■ **Task description**
List each line of the data that holds the word "please".

The data: Begin

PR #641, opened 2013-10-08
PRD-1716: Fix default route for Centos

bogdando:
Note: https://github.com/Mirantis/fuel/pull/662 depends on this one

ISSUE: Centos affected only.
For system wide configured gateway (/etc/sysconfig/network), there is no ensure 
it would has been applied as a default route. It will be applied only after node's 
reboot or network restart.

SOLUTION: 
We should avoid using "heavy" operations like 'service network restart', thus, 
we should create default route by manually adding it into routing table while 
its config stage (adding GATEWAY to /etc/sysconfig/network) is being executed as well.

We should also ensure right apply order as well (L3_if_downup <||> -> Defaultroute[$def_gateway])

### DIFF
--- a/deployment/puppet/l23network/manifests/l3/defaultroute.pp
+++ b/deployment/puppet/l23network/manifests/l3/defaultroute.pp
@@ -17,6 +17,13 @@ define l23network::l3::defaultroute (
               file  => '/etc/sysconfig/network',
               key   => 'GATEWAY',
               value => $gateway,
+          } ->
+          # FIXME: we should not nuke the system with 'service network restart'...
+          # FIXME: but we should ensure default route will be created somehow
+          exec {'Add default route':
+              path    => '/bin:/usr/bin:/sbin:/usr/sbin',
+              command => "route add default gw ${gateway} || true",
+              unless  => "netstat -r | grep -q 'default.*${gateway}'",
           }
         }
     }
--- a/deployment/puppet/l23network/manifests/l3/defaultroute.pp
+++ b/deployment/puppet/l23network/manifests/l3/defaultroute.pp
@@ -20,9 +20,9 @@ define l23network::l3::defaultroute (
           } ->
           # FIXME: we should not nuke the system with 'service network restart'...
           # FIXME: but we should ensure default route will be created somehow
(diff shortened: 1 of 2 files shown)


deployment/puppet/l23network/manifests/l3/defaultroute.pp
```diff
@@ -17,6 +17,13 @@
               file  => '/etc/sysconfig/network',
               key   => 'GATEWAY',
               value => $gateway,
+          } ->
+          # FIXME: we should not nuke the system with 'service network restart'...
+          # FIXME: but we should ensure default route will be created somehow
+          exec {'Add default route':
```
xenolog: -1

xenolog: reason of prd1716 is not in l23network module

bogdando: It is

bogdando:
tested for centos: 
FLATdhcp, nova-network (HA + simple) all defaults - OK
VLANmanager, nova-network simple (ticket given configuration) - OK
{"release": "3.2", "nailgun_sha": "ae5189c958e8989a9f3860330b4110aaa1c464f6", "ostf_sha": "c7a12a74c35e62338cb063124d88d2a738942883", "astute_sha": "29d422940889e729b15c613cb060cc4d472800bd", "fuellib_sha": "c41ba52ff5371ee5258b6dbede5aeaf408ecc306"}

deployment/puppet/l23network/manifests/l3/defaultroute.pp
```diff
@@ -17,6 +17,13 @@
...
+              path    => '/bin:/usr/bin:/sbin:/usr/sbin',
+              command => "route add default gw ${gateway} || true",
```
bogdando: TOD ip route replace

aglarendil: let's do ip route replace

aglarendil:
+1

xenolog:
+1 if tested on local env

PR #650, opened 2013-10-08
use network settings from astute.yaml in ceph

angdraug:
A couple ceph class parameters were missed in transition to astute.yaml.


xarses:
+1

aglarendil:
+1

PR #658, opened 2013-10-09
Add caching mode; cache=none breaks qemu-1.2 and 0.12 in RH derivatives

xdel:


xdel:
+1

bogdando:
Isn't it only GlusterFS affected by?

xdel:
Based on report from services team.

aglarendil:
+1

The data: End
The data: Begin

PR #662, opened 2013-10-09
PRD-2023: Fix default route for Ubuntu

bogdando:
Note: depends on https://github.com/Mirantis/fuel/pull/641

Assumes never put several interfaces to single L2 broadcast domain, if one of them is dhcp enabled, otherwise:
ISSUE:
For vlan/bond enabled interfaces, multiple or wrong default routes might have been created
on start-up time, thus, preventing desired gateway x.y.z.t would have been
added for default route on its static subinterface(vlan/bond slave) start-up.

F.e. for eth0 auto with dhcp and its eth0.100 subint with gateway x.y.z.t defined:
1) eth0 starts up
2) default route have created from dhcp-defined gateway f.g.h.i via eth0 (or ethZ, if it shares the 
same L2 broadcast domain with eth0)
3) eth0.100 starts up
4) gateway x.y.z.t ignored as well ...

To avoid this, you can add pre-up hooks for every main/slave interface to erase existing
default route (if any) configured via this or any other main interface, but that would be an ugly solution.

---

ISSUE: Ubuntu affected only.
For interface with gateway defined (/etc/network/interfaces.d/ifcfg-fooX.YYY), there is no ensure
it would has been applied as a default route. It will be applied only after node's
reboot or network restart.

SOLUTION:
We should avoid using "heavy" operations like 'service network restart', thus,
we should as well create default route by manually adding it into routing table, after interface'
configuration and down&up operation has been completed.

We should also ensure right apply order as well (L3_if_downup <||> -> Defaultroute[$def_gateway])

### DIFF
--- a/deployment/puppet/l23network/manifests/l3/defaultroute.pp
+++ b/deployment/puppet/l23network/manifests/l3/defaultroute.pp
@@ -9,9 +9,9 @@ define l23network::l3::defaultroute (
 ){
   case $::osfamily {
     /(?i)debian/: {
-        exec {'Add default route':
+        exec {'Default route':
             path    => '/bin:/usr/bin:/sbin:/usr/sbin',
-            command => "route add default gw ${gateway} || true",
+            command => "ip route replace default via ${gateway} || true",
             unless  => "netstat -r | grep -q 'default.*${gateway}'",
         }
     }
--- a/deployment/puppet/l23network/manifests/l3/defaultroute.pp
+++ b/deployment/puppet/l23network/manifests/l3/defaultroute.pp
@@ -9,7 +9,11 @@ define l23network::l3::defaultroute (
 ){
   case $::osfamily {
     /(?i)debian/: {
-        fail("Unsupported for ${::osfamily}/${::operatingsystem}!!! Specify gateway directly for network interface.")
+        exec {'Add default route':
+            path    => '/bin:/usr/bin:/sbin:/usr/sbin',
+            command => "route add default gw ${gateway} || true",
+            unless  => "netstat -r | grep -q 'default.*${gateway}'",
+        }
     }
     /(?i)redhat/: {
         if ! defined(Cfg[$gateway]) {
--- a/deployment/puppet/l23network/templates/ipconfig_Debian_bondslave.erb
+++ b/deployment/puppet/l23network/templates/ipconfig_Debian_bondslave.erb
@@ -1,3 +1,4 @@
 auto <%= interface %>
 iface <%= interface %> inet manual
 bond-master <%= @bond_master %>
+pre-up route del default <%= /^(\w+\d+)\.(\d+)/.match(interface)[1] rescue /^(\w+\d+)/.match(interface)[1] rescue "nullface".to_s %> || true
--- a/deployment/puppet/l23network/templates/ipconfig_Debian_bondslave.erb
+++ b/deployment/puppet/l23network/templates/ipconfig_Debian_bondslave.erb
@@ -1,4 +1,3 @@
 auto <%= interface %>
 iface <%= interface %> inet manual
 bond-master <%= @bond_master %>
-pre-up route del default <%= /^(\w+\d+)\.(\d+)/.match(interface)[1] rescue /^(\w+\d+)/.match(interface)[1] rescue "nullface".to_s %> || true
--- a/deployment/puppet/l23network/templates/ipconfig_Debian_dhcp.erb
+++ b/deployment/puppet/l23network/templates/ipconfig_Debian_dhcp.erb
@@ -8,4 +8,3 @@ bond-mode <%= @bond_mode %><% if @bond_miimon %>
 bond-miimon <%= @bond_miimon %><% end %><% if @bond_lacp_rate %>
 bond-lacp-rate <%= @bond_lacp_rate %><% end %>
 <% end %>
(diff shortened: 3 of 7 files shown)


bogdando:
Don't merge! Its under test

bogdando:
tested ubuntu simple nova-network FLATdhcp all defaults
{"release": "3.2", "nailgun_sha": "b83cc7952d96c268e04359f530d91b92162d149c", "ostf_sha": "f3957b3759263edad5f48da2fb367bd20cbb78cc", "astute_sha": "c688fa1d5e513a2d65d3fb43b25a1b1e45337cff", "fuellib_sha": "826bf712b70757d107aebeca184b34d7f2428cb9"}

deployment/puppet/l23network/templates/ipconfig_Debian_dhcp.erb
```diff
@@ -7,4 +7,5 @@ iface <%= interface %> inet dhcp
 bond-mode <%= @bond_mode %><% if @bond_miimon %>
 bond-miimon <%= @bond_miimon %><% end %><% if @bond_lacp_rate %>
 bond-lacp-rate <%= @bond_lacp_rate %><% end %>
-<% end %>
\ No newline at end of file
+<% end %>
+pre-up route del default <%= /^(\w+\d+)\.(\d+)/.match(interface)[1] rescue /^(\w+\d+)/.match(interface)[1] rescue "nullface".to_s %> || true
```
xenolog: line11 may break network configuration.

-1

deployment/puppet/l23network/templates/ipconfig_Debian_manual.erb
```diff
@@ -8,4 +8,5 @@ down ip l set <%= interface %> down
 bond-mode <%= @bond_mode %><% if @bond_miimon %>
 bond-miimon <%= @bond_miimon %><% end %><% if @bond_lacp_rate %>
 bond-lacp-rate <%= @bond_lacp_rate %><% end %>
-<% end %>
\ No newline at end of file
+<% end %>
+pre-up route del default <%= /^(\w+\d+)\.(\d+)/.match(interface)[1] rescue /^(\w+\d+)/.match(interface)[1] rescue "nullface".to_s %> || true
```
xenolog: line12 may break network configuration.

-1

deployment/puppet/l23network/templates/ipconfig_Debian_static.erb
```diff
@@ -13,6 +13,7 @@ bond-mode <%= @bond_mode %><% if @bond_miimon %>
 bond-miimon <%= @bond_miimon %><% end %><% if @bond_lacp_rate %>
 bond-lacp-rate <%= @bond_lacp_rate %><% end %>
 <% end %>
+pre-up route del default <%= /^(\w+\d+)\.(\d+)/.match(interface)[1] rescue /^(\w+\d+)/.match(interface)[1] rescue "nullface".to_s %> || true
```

The data: End
The data: Begin

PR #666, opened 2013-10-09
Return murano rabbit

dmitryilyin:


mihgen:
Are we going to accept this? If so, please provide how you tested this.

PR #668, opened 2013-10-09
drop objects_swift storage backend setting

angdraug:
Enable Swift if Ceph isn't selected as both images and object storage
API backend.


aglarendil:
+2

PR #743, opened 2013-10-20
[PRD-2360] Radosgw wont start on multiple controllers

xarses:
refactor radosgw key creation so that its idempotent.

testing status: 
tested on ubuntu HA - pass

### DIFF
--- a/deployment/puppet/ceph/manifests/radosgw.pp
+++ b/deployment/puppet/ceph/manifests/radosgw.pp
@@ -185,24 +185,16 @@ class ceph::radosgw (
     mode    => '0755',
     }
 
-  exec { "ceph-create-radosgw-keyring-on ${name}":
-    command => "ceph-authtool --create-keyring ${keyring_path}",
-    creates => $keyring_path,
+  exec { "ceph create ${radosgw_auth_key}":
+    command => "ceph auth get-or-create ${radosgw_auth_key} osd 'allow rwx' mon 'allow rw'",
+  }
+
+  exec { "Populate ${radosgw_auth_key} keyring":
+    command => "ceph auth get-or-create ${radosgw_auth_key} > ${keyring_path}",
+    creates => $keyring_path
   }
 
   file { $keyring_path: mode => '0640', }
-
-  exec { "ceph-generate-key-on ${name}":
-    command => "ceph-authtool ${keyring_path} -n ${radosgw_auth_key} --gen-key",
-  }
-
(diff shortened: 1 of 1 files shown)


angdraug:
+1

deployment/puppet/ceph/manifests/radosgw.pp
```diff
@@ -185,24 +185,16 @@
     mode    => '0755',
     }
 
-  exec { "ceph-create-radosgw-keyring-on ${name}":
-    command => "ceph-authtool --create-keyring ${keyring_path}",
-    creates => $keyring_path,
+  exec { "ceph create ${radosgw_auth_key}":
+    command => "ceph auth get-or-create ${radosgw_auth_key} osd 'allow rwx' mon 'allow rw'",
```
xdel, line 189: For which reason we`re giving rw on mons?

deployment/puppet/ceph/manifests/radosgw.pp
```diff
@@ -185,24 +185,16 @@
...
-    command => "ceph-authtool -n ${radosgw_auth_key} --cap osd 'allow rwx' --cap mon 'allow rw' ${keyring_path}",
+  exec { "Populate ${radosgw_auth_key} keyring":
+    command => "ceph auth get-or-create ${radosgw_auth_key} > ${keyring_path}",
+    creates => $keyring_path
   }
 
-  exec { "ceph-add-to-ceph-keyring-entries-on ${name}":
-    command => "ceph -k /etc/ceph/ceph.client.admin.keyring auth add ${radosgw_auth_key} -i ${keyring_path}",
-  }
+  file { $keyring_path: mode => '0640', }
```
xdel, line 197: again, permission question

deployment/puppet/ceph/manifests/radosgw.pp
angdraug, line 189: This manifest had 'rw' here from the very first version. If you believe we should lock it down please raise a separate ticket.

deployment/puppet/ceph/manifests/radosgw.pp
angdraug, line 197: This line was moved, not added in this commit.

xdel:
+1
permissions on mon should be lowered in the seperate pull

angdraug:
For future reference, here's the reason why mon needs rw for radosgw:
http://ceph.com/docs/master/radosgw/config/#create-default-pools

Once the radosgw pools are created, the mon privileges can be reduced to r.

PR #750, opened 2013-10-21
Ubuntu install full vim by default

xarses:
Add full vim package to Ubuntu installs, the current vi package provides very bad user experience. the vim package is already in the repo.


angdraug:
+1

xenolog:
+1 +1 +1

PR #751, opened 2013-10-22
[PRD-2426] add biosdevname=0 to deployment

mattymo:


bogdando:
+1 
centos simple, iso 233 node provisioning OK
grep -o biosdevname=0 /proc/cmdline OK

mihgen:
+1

The data: End

■ **Response area**
Are we going to accept this? If so, please provide how you tested this.
angdraug, line 189: This manifest had 'rw' here from the very first version. If you believe we should lock it down please raise a separate ticket.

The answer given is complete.